Then, as you have shipped, you let go all your contractors and immediately
start hiring new ones for the next slated project? Makes very little sense.

The churn you are seeing now is the effect of the poor financial state of the
industry. A lot of studios are spending more money to make the games than the
games bring back. Such studios eventually have to get out of business either
through bankruptcy or through being shuttered by its holding company.

As a studio is nearing the inevitable end people employed there are leaving
and the studio starts hiring, sometimes this is amplified by the management
trying to "fix" the expensive production problem by expanding. Since the
stable and profitable studios do not hire much, especially among people
without industry experience, most of the new hires go into the studios that
are already circling the drain and will be laid off in a year if not a month.
This is what's creating the impression of the high churn IMO.

------
jay_kyburz
I'm a long time lurker, but finally a topic I know a little about.

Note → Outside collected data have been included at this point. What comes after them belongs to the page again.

PR #326, opened 2019-10-31
fix: fix worker assets not being included in report

### LINKED ISSUE #150: Doesn't parse child workerize'd module
#### Issue description
I use https://github.com/developit/workerize-loader to bundle some scripts for webworker, but bundle analizer doesn't parse and display it.

#### Technical info
* Webpack Bundle Analyzer version: 2.10.0
* Webpack version: 3.5.5.

image

As you see there is not `worker` module in the map:

image

nolanlawson:
Based on discussion [here](https://github.com/webpack-contrib/webpack-bundle-analyzer/issues/150#issuecomment-548406183), this should fix #150.

I've added a `stats.json` file from my own project [Pinafore](https://github.com/nolanlawson/pinafore) in order to test. I've confirmed that the test fails without the fix but succeeds with the fix, and that no other tests are broken.

Sorry for including such a large `stats.json` file in the test, but I wasn't sure I could come up with a minimal repro.

### DIFF
--- a/src/analyzer.js
+++ b/src/analyzer.js
@@ -36,7 +36,7 @@ function getViewerData(bundleStats, bundleDir, opts) {
     // See #22
     asset.name = asset.name.replace(FILENAME_QUERY_REGEXP, '');
 
-    return FILENAME_EXTENSIONS.test(asset.name) && !_.isEmpty(asset.chunks) && isAssetIncluded(asset.name);
+    return FILENAME_EXTENSIONS.test(asset.name) && isAssetIncluded(asset.name);
   });
 
   // Trying to parse bundle assets and get real module sizes if `bundleDir` is provided
--- a/test/analyzer.js
+++ b/test/analyzer.js
@@ -106,6 +106,14 @@ describe('Analyzer', function () {
     generateReportFrom('with-modules-chunk.json');
     await expectValidReport({bundleLabel: 'bundle.mjs'});
   });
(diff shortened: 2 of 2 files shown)


nolanlawson:
One of the odd things I observe with this PR, though, is that there is no chunk information for the worker assets – just the total size. I suppose this is better than nothing, but I'm not sure why Webpack doesn't seem to output chunk information for these assets?

Here is [a sample Webpack Bundle Analyzer file](https://bl.ocks.org/nolanlawson/raw/e77ed00a9cb9b925a140a210e7944477/) to demonstrate. Note that the asset named `blurhash.aaa4af0138af8a4c83aa.blurhash.js` contains no information other than its total size, even though Webpack built it from [this source file](https://github.com/nolanlawson/pinafore/blob/ee492c17653a9e900814f4005c4853a1d67b9ea9/src/routes/_workers/blurhash.js), so you'd think it would have chunk information.

valscion:
Hi! It seems that I've forgotten about this PR, sorry.

> Sorry for including such a large `stats.json` file in the test, but I wasn't sure I could come up with a minimal repro.

Unfortunately this will make it impossible for us to merge this PR. We would really like to have as minimal as possible `stats.json` files.

Would you be interested in trying to come up with such a change or should we close this PR?

th0r:
Closing because of inactivity.

PR #338, opened 2020-03-09
Upgrade acorn to v7.1.1

mulholio:
Upgrades acorn and acorn-walk to 7.1.1 in order to avoid the NPM audit warning here: https://www.npmjs.com/advisories/1488.

---

Tests all pass fine but I am getting these warnings from `npm` if I update `acorn` and `acorn-walk` only.

```
npm WARN acorn-dynamic-import@4.0.0 requires a peer of acorn@^6.0.0 but none is installed. You must install peer dependencies yourself.
npm WARN acorn-jsx@5.0.1 requires a peer of acorn@^6.0.0 but none is installed. You must install peer dependencies yourself.
```

`acorn-jsx` is relied upon by `eslint`. `acorn-dynamic-import` is relied upon by `webpack`.

For `acorn-jsx`, I wanted to upgrade `eslint` but all this does is remove the one `npm WARN` above and replace it with three others, including one from `eslint-config-th0r` and one from `eslint-config-th0r-react` which haven't been updated in a year and rely upon `eslint` v5.x.x. It seems out of scope to change these packages upstream.

I have not yet attempted to update `webpack` but that also feels excessive here.

What is `webpack-bundle-analyzer`'s policy on having `npm WARN`s? Are they fine to have here? If not, do the maintainers have suggestions on how to work around the above warnings?

### DIFF
--- a/package-lock.json
+++ b/package-lock.json
@@ -1172,9 +1172,9 @@
       }
     },
     "acorn": {
-      "version": "6.2.1",
-      "resolved": "https://registry.npmjs.org/acorn/-/acorn-6.2.1.tgz",
-      "integrity": "sha512-JD0xT5FCRDNyjDda3Lrg/IxFscp9q4tiYtxE1/nOzlKCk7hIRuYjhq1kCNkbPjMRMZuFq20HNQn1I9k8Oj0E+Q=="
+      "version": "7.1.1",
+      "resolved": "https://registry.npmjs.org/acorn/-/acorn-7.1.1.tgz",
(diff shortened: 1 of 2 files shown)


th0r:
@mulholio those warnings are not good - packages expect another versions of `acorn` so we can't just ignore it.

mulholio:
> @mulholio those warnings are not good - packages expect another versions of acorn so we can't just ignore it.

Would you be able to help in upgrading the lint rules package so that it expects a newer version of eslint?

th0r:
Actually, I don't see these unmet peer dependency warnings. Was able to update a few packages in #339 and get rid of vulnerability warnings completely. Thanks for the PR!

Issue #194, opened 2018-07-04
Feature request: Generate analysis report file


jasperck:
#### Issue description
Thanks for the awesome plugin, it truly helps us analyzing how our bundles had been built. Recently, I'm looking to analyze size of bundles in background or on CI. `webpack-bundle-analyzer` does great help for creating and storing the `stats` file from `webpack`, which gives me the opportunity to tweak the data in file. But `webpack-bundle-analyzer` only store the origin stats file, if we in some cases need information like `gzip size`, then there's no chance here.

In this case, the data which `report.html` used seems to be more valuable. Thus I think it would be awesome to make `webpack-bundle-analyzer` possible to generates and stores the data.

```
# Plugin options could be
{
  generateAnalysisFile: false // Boolean
  analysisFilename: 'analysis.json' // string
}
```

```
# CLI options could be
-a, --analysis <file>  Path to bundle analysis file that will be generated. (default: analysis.json)
```

Please feel free to close this if it's not something this plugin should response for. Otherwise, I'd be happy to create a PR for this. Also, suggestions and discussion are super welcome 🙏😀

jasperck:
Hi @valscion, sorry it's been such a long time since I drafted this issue.
I just created a PR https://github.com/jasperck/react-gobang/pull/3/files for demo what report file could be generated from the `webpack-bundle-analyzer` that I stated. The PR shows 2 things,
1. Usage
It just extend with a `json` mode, which tells `webpack-bundle-analyzer` generate `report.json` than `report.html`, and we could have the valuable analysis file.
2. Report file
With kind of data, we could do something like `group/filter/compare/...etc` and take advantage of it not only for visualize it but also for other workflow benefit.
```
[
  {
    "label": "static/js/main.2bd70c8a.js",
    "statSize": 744348,
    "parsedSize": 358496,
    "gzipSize": 110526,
    "groups": [
      {
        "label": "node_modules",
        "path": "./node_modules",
        "statSize": 713880,
        "groups": [
          {
            "label": "react",
            "path": "./node_modules/react",
            "statSize": 7021,
            "groups": [
              {
                "id": 0,
                "label": "index.js",
...
```
## Example
We integrated this with `CircleCI` and `DangerJS`, and now we can view bundle size changes within each PR, and all these were done automatically
[...]

PR #341, opened 2020-04-03
Added JSON output to the cli and webpack plugin

Gongreg:
## Issue
This issue can be related to https://github.com/webpack-contrib/webpack-bundle-analyzer/issues/194.

We would like to use the statistics generated by Webpack Bundle Analyzer to track changes in projects. For that we would like to upload/save the bundle sizes in a database, and json is a lot more flexible format for that. 

## Tests

I've added a test for the json output.

## Next step

There is already possibility to generate html from the given json (you expose ejs file that we can directly use). But I think it would be great to add a way to generate the html from cli, but I can't think of a nice way to do it. This is what I currently have created: https://github.com/Gongreg/webpack-bundle-analyzer/pull/1/files

### DIFF
--- a/src/viewer.js
+++ b/src/viewer.js
@@ -133,14 +133,15 @@ async function generateReport(bundleStats, opts) {
 
   if (!chartData) return;
 
-  function saveReport(content) {
-    const reportFilenameWithExtension = reportFilename
-      ? reportFilename
-      : reportFormat === 'static'
-        ? 'report.html'
-        : 'report.json';
+  const reportFilenameWithExtension = reportFilename
+    ? reportFilename
+    : reportFormat === 'static'
+      ? 'report.html'
+      : 'report.json';
 
-    const reportFilepath = path.resolve(reportFilenameWithExtension);
+  const reportFilepath = path.resolve(reportFilenameWithExtension);
+
+  function saveReport(content) {
     mkdir.sync(path.dirname(reportFilepath));
     fs.writeFileSync(reportFilepath, content);
 
--- a/src/viewer.js
+++ b/src/viewer.js
@@ -183,7 +183,7 @@ async function generateJSONReport(bundleStats, opts) {
   mkdir.sync(path.dirname(reportFilename));
   fs.writeFileSync(reportFilename, JSON.stringify(chartData));
 
-  logger.info(`${bold('Webpack Bundle Analyzer')} saved report to ${bold(reportFilename)}`);
+  logger.info(`${bold('Webpack Bundle Analyzer')} saved JSON report to ${bold(reportFilename)}`);
 }
 
 function getAssetContent(filename) {
--- a/src/viewer.js
+++ b/src/viewer.js
@@ -133,8 +133,6 @@ async function generateReport(bundleStats, opts) {
 
   if (!chartData) return;
 
-  const reportFilepath = path.resolve(reportFilename);
-
   await new Promise((resolve, reject) => {
     ejs.renderFile(
       `${projectRoot}/views/viewer.ejs`,
@@ -156,13 +154,13 @@ async function generateReport(bundleStats, opts) {
             return;
           }
 
-          mkdir.sync(path.dirname(reportFilepath));
-          fs.writeFileSync(reportFilepath, reportHtml);
+          mkdir.sync(path.dirname(reportFilename));
+          fs.writeFileSync(reportFilename, reportHtml);
 
-          logger.info(`${bold('Webpack Bundle Analyzer')} saved report to ${bold(reportFilepath)}`);
+          logger.info(`${bold('Webpack Bundle Analyzer')} saved report to ${bold(reportFilename)}`);
 
           if (openBrowser) {
-            opener(`file://${reportFilepath}`);
+            opener(`file://${reportFilename}`);
           }
           resolve();
         } catch (e) {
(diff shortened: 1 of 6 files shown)


valscion:
Hi, thanks for opening a pull request for this :relaxed:. Gotta say that this is a surprisingly small changeset! I expected this to need more code.

I wonder if @th0r has opinions about letting people save the generated chart data as JSON instead of HTML with a new option?

This approach taken here seems quite legit to me!

Gongreg:
Glad to hear that!

If you will decide to include this functionality and there are any changes needed for it please let me know :)

valscion:
Will do :)

src/viewer.js
```diff
@@ -153,14 +175,7 @@ async function generateReport(bundleStats, opts) {
             return;
           }
 
-          const reportFilepath = path.resolve(bundleDir || process.cwd(), reportFilename);
```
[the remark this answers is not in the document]
Gongreg: Seems like there were few possible cases:

1. Manually pass in report name to Plugin config/CLI options, then the cli/plugin resolves the full path before passing it to the `generateReport`, and `path.resolve(bundleDir || process.cwd(), reportFilename);` would always simply return `reportFilename`.

2. You do not pass report name to Plugin config/CLI options. They default to `report.html` and the path is also resolved before calling `generateReport`. Same happens as in case 1.

So overall path.resolve and || inside `generateReport` were redundant. Unless I am missing something :)

Since I am splitting out json/html generation to two separate functions I will revert back path resolvement to outside of `generateReport`, to make sure that I am not changing existing functionality.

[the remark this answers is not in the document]
valscion: Thanks! Seems like indeed it might be redundant, but better play it safe and not change it here :smile:

Gongreg:
Hey @valscion. I've updated the PR according to the comments. Wrote one reply.

I wanted to ask about node api (I mean the exposed methods in the entry of the package). Could we also expose the generateReport/generateJSONReport methods there? It would simplify using this package inside other node projects.

Also that would allow to implement generation of html from json in a proper way instead of abusing the cli (as I showed here: https://github.com/Gongreg/webpack-bundle-analyzer/pull/1/files)

valscion:
I'm not yet sold on the idea of exposing the generation of HTML from JSON so I'd rather not delve too deep into that subject here, if that's okay to you ☺️.

Let's get the JSON output format out the door first.

> I wanted to ask about node api (I mean the exposed methods in the entry of the package). At the moment the method to start the server is exposed.

Sorry, I'm running a bit slow today — which file are you referring to here?

Gongreg:
https://github.com/webpack-contrib/webpack-bundle-analyzer/blob/master/src/index.js

valscion:
> At the moment the method to start the server is exposed.

I think that's legacy API and we might even want to get rid of it. We haven't documented its existence in the README. It's been there since I joined maintaining this plugin, so I don't know what the idea behind it is.

I'd like to avoid adding any new top-level APIs here outside of the new analyzer mode option. We can of course open a discussion about the top-level API — that discussion would preferably be outside this PR, though, in its own issue ☺️

src/viewer.js
```diff
@@ -153,17 +154,13 @@ async function generateReport(bundleStats, opts) {
...
-          fs.writeFileSync(reportFilepath, reportHtml);
-
-          logger.info(
-            `${bold('Webpack Bundle Analyzer')} saved report to ${bold(reportFilepath)}`
-          );
+          logger.info(`${bold('Webpack Bundle Analyzer')} saved report to ${bold(reportFilename)}`);
 
           if (openBrowser) {
-            opener(`file://${reportFilepath}`);
+            opener(`file://${reportFilename}`);
```
valscion, line 163: As per the other discussion we had https://github.com/webpack-contrib/webpack-bundle-analyzer/pull/341/files#r404064871, can we avoid doing refactoring in this method in this PR apart from removing the `report.html` default value for `reportFilename` option?

I don't trust my reviewer eyes today enough to understand the code flow of this method, and would like to avoid changing any code here that we don't have to ☺️

Gongreg: Sure, but can I add a comment that it is most likely redundant? Just makes understand the code flow more difficult :)

Gongreg:
Sure,
I am trying to think of a way to nicely expose both json generation functionality (seems like this PR is good enough) and html report generation from the json. This is not a common use case and 99% of the users will not use it, but for those who wish to do the generation in multiple steps (store json somewhere and render when it is needed) it is important to be able to do it.

Should I create a separate issue for it? For now we will just directly render the ejs you have in the package.

valscion:
> Should I create a separate issue for it?

If you want to continue the conversation about this feature then sure ☺️. You can also open a separate pull request after this PR with your example change, and use that as a discussion starting point — we make no promises to merge that PR but it does help to have some code about a use case already available when discussing it ☺️

src/viewer.js
Gongreg: Reverted since it is not inside the scope of the current change. But I didn't add the path resolvement in `generateJSONReport`, since it is redundant.

src/viewer.js
```diff
@@ -174,6 +173,19 @@ async function generateReport(bundleStats, opts) {
...
+  const {reportFilename, bundleDir = null, logger = new Logger(), excludeAssets = null} = opts || {};
+
+  const chartData = getChartData({logger, excludeAssets}, bundleStats, bundleDir);
+
+  if (!chartData) return;
+
+  mkdir.sync(path.dirname(reportFilename));
+  fs.writeFileSync(reportFilename, JSON.stringify(chartData));
+
+  logger.info(`${bold('Webpack Bundle Analyzer')} saved report to ${bold(reportFilename)}`);
```
valscion, line 186: What do you think about showing that we saved a JSON report here?

```suggestion
  logger.info(`${bold('Webpack Bundle Analyzer')} saved JSON report to ${bold(reportFilename)}`);
```

I don't know if it's necessary but might be a nice additional touch ☺️

Gongreg:
Hey @valscion , any news? :)

valscion:
Thanks for the contribution! I'll hopefully remember to make a release next time I'm on my coding laptop ☺️. Might be 'til end of easter, Tuesday, but might be earlier. It depends on if I want to do some coding stuff during this long weekend or not 😄

Feel free to ping me if I haven't made a release by Wednesday ☺️

valscion:
This has been released in v3.7.0 ☺️

PR #345, opened 2020-04-24
add support for node bundle

Spikef:
when webpack config target=node, the modules are store at exports.modules.

https://github.com/webpack/webpack/blob/157c457241bf46b1cb31dbb17e806702eb4a0ec5/lib/node/NodeTemplatePlugin.js#L39


test/bundles/validNodeBundleWithModulesAsArray.js
```diff
@@ -0,0 +1,6 @@
+exports.ids = ["common"];
+exports.modules = {
```
th0r, line 2: Filename is "validNodeBundle**WithModulesAsArray**.js" but modules are in the object. Shall we remove `WithModulesAsArray` part?

src/parseUtils.js
```diff
@@ -25,6 +25,21 @@ function parseBundle(bundlePath) {
     ast,
     walkState,
     {
+      AssignmentExpression(node, state,) {
```
th0r, line 28:
```suggestion
      AssignmentExpression(node, state) {
```

src/parseUtils.js
```diff
@@ -25,6 +25,21 @@ function parseBundle(bundlePath) {
...
+        if (state.locations) return;
+
+        // Modules are stored in exports.modules:
+        // exports.modules = {};
+        const {left, right} = node;
+
+        if (
+          left &&
+          left.object && left.object.name === 'exports' &&
+          left.property && left.property.name === 'modules'
```
th0r, line 38: Lets also add `&& isModulesHash(right)` check.

th0r:
Merged, thanks!

valscion:
This has been released in v3.8.0 :tada:

PR #346, opened 2020-04-29
feat: Render Selected Module Size Total 

vwb:
Small UI update to render a label of the total selected module size in the sidebar. If the user has all the modules selected, or only one, it will not display as that information is easily accessible.

Image 4-28-20 at 6 31 PM

Have found myself needing this more often than not to compare the sizes of subsets of bundles.

Wasn't able to find any tests on UI components. If I'm simply blind, please point me in the right direction and I'm happy to add some coverage. 

Thanks!

### DIFF
--- a/client/components/ModulesTreemap.jsx
+++ b/client/components/ModulesTreemap.jsx
@@ -115,6 +115,11 @@ export default class ModulesTreemap extends Component {
                 onChange={this.handleSelectedChunksChange}/>
             </div>
           }
+          {this.isTotalSelectedSizeVisible() &&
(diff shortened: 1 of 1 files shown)


vwb:
Something seems to have gone wrong with the license bot, I completed the check months ago but still is saying pending. 

If there anything I can do on my side to address this let me know.

valscion:
I think I triggered a new CLA check with close+reopen. It looks like the commit in this PR is associated with https://github.com/vincent3 GitHub user account, and that user account might not have signed the CLA.

PR #348, opened 2020-05-03
feat: allows deterministic reports

eoingroat:
Allows building reports deterministically; a la [Deterministic Compilation / Reproducible Builds](https://en.wikipedia.org/wiki/Reproducible_builds)

For now, that consists of adding an option to remove the report generation time from the report title; making the report generation reproducible across time.

## tests

Tests are included, they check builds are deterministic with the deterministic API option true, and non-deterministic with the option false.

## why

I've adopted a zero-config (a la yarn 2) and fully reproducible artifact build and test strategy; which means I need to commit my reports into a form of version control.

## thoughts

I was going to propose this as a default to deterministic, however it may be the case that users use the included timestamp to determine the recency of the report when developing, and thus defaulted to the existing behavior.

### DIFF
--- a/CHANGELOG.md
+++ b/CHANGELOG.md
@@ -14,6 +14,9 @@ _Note: Gaps between patch versions are faulty, broken or test releases._
 
 <!-- Add changelog entries for new changes under this section -->
 
+ * **New Feature**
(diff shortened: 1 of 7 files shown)


eoingroat:
Committed with wrong account

PR #349, opened 2020-05-03
feat: Allows deterministic builds

eoingroat:
Allows building reports deterministically; a la [Deterministic Compilation / Reproducible Builds](https://en.wikipedia.org/wiki/Reproducible_builds)

For now, that consists of adding an option to remove the report generation time from the report title; making the report generation reproducible across time.

## tests

Tests are included, they check builds are deterministic with the deterministic API option true, and non-deterministic with the option false.

## why

I've adopted a zero-config (a la yarn 2) and fully reproducible artifact build and test strategy; which means I need to commit my reports into a form of version control.

## thoughts

I was going to propose this as a default to deterministic, however it may be the case that users use the included timestamp to determine the recency of the report when developing, and thus defaulted to the existing behavior.

### DIFF
--- a/CHANGELOG.md
+++ b/CHANGELOG.md
@@ -14,6 +14,9 @@ _Note: Gaps between patch versions are faulty, broken or test releases._
 
 <!-- Add changelog entries for new changes under this section -->
 
+ * **New Feature**
+   * Added deterministic option (`deterministic: true` in plugin, `--deterministic` in CLI) (https://github.com/webpack-contrib/webpack-bundle-analyzer/pull/349) by [@eoingroat](https://github.com/eoingroat)
+
 ## 3.7.0
 
  * **New Feature**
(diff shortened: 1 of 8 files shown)


valscion:
Hi, thanks for the PR.

I'm not yet really into adding a configuration option for determinism, but maybe we could add a configuration option for the page title instead?

eoingroat:
@valscion I'm happy with that; I'll get to it sometime this week.

Would you be happy if I added a test to check that a deterministic build is possible through some configuration - either in the same or another PR?

eoingroat:
Closing in favour of #354

valscion:
> Would you be happy if I added a test to check that a deterministic build is possible through some configuration

I'm not yet sure if deterministic builds are ones we want to support as a first-class citizen, so preferably let's add that test in another PR later on so we can think on that separately from the title option ☺️

PR #352, opened 2020-05-19
Removed left side check to support custom global object which can be any string

### LINKED ISSUE #350: isAsyncChunkPushExpression is checking for left side which cannot be easily determined
#### Issue description

https://github.com/webpack-contrib/webpack-bundle-analyzer/blob/757c12e03b8260b3428db1c618224a90b69569c1/src/parseUtils.js#L191-L214

These lines https://github.com/webpack-contrib/webpack-bundle-analyzer/blob/757c12e03b8260b3428db1c618224a90b69569c1/src/parseUtils.js#L201-L208

Are checking if .push is called on `window`, `self` or `this`. 
So for the simple cases:

```javascript
window.webpackJsonp_someCustomName = (window.webpackJsonp_someCustomName || []).push(...)
```
it works well.

But sometimes Webpack creates left side output which can be `MemberExpression`:

```javascript
(("undefined" != typeof self ? self : this).webpackJsonp_someCustomName = ("undefined" != typeof self ? self : this).webpackJsonp_someCustomName || []).push(...);
```

I am thinking is there any need for checking of the left side? We are already checking a lot of things and

```javascript
mayBeAsyncChunkArguments(args[0].elements) && isModulesList(args[0].elements[1])
```

should make us confident that it is indeed a module.

Gongreg:
Issue: #350 .

Removed left hand checks, since they seem redundant. All the tests are passing. Added test case for a custom global object.

Closes #350

### DIFF
--- a/CHANGELOG.md
+++ b/CHANGELOG.md
@@ -18,7 +18,7 @@ _Note: Gaps between patch versions are faulty, broken or test releases._
 <!-- Add changelog entries for new changes under this section -->
 
  * **Bug Fix**
-   * Support any custom `globalObject` option in Webpack Config.
+   * Support any custom `globalObject` option in Webpack Config. ([#352](https://github.com/webpack-contrib/webpack-bundle-analyzer/pull/352) by [@Gongreg](https://github.com/Gongreg))
 
 ## 3.7.0
 
--- a/CHANGELOG.md
+++ b/CHANGELOG.md
@@ -17,6 +17,9 @@ _Note: Gaps between patch versions are faulty, broken or test releases._
 
 <!-- Add changelog entries for new changes under this section -->
 
+ * **Bug Fix**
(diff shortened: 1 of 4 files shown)


valscion:
Thanks! Can you add a changelog entry for this to `CHANGELOG.md`? This seems like either an improvement or a bug fix, given that we now support parsing more bundles than before.

Gongreg:
done

valscion:
Thanks! This looks good to me. Now that I can see the full conditional, it's unlikely that this would suddenly start parsing "successfully" some file in the bundle output directory which would not be a valid webpack bundle.

Gongreg:
Yes, the right hand side check seems quite foul proof, on top of that this check is checking for `.push`.

valscion:
This has been released in v3.8.0 :tada:

PR #354, opened 2020-05-31
feat: reportTitle option (allow reproducible build)

eoingroat:
Allows setting the HTML report title

## tests

Tests are included, they test string and function reportTitle set through the plugin API, and error propagation for the function reportTitle

## why

I, and increasingly others, require reproducible builds with CI; this is a more specific PR targeting a single option after comments on a more general PR #349

### DIFF
--- a/CHANGELOG.md
+++ b/CHANGELOG.md
@@ -14,6 +14,9 @@ _Note: Gaps between patch versions are faulty, broken or test releases._
 
 <!-- Add changelog entries for new changes under this section -->
 
+* **New Feature**
+   * Adds option reportTitle to set title in HTML reports; default remains date of report generation ([#354](https://github.com/webpack-contrib/webpack-bundle-analyzer/pull/354)) by [@eoingroat](https://github.com/eoingroat)
+
 ## 3.8.0
 
  * **Improvement**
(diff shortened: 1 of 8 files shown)


valscion:
Yeah this is looking much better, thanks!

It seems that the CLI currently requires the `--title` option and doesn't default to the previous title, right? Could we add a test for the CLI to make sure default title works? And maybe another test to test that the custom title also works.

I'm not sure if we have test coverage for the old title, either, so if you're in the mood, having some OK-level coverage for the existing title generation logic would be nice (i.e. if we can test the title generation without having to stub time, it would be nice — a regex-test on the title would also suffice)

eoingroat:
Ah yes; that was fairly low quality of me to not include those tests.

I've gone for a very vague regex for the title, mainly to eliminate potentially stringified error values

valscion:
Looking much better!

Now the default title is duplicated, and I wonder if we could de-duplicate and put it into `utils`. It seems that the `getCurrentTime` export is only used in generating the default title, so we can stop exporting `getCurrentTime` and instead move to export `getDefaultReportTitle` function which both the plugin-side and the CLI-side can use.

Also for the regex, I think we can be a bit more strict and hopefully make the regex a bit more clear. What do you think of using this regex?

```js
expect(generatedReportTitle).to.match(/^webpack-bundle-analyzer \[.* at \d{2}:\d{2}\]/u);
```

I'm not sure if there's a situation where `process.env.npm_package_name` would not be defined as `webpack-bundle-analyzer` when running the tests.

If however we would not like to rely on `webpack-bundle-analyzer` to be there, we could also be even more relaxed in the regex so that it would not be so brittle yet it would make sure that the time of day is printed in proper format:

```js
expect(generatedReportTitle).to.match(/^.+ \[.* at \d{2}:\d{2}\]/u);
```

PR #357, opened 2020-06-09
chore: do not throw if an invalid log-level is passed

jamesgeorge007:
A suitable message shows up along with the `help information` just as we have for `--default-sizes` flag.


valscion:
Thanks for the PR. However, this logger is also used in the plugin side, not only from the CLI.

As the CLI exits immediately after `showHelp` is called, I don't think this approach would be something we want. We do want the plugin-side to crash if an invalid log option is given.

jamesgeorge007:
Gotcha 👍

PR #374, opened 2020-08-07
Update package.json

RamyaPayyavula:
older versions of lodash and babel has lodash vulnerabilities


th0r:
Fixed in https://github.com/webpack-contrib/webpack-bundle-analyzer/pull/389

I can't speak for every company out there, but I worked at 2K / Irrational
Games through the Bioshock days. Things may have changed in the last few
years. I left several years ago to work twelve hour days, 7 days a week, for
no pay at all in my own company.

You have to ask yourself what you want in life. Do you want to spend years
working on B grade games nobody has heard about, or do you want to work on a
AAA game with a huge budget that everybody is talking about.

Do you want to be the best, or do you want to be some average joe.

If you want to be the best you have to work hard, and you have to fight, and
you have to put aside some other things in life. And if you're doing it, you
will expect it of the others around you.

If you don't mind being a member of an average team making average games, well
you can have a better work life balance.

It sounds a little harsh, but I honestly think it's as simple as that.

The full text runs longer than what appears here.